Bryan Walsh, Staff Writer for Time Magazine asking questions of RADIX co-founder, Ben Wisner
16 January 2010


1.  LOOTING.  We’re already hearing people raising concerns and fears of looting within Haiti, after the quake. Time and again, that’s a concern that’s voiced after major disasters such as this quake, and often a great deal of energy is expended to prevent looting (as happened after Katrina). Is this a mistake?

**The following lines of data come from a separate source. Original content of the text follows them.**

PR #1008, opened 2022-08-22
chore(docs) Changing sidebar order and FAQ link for commit lag

amyshwang:


jerrinot:
This is an improvement, but I still have a hard time to understand when exactly will my data become visible. The FAQ is linking to 2 articles: https://deploy-preview-1008--unruffled-blackwell-31bfb2.netlify.app/docs/guides/out-of-order-commit-lag/ and https://deploy-preview-1008--unruffled-blackwell-31bfb2.netlify.app/docs/reference/api/ilp/tcp-receiver/#commit-strategy

The first article describes the concept of "commit lag" (good), while the 2nd article talks about "commit strategies". As a user, I feel these 2 concepts are related, but how exactly they are linked is unclear. For example the 2nd article talks about "idle table timeout" and "interval based commit", while the 1st article does not mention these 2 things at all. I think that's probably due to history: The description of "Commit Strategies" is likely older than the concept of "Commit Lag".  So when the support for Out of order ingestion was introduced then the "Commit Lag" article was created. That's my guess anyway. 

 As a user I would appreciate a flow diagram or something. Something what connects all these concepts and configuration together. One place which can answer a simple question: "I have these parameters when will my data become visible?". 

To be fair I don't know the exact rules myself. There are not simple. But that's a reason to make sure the documentation is super clear. I am happy to help with that! 

My proposal: 
1. Let's merge this. It's still an improvement compared to the current state
2. Try to write an article explaning all concepts one has to know to understand what will data become visible. Happy to help with that, it will be a learning exercise for me too!

jerrinot (approved):
+1 after talking to Amy.

There is a plan for bigger changes, with more examples, etc. but it will likely be influenced by replication (WAL) too.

Are these fears often overstated?

One has to make a distinction between survival self provisioning and looting.  During Katrina, city officials and the police broke into an abandoned Radio Shack to take radio equipment necessary to set up an ad hoc emergency command post.  No one called that looting.  Hungry and thirsty people will scavenge food and water from earthquake damaged shops.  This is different from stealing valuables from an abandoned home or appliances or cash from retail outlets.

Haiti does have a violent history, and in some neighborhoods there are armed youth gangs.  Public safety and order has been a challenge for some time, and that is why UN Peace Keepers are there.  That violence did not begin with the earthquake, however and cannot be blamed on the disaster.  It remains to be seen in these gangs play a negative or, perhaps, a positive role.  Strange as it may seem, organized crime in Japan, the so-called Yakuza, was first on the scene after the earthquake in Kobe in 1995, distributing essentials to people in neighborhoods where these gangs are based.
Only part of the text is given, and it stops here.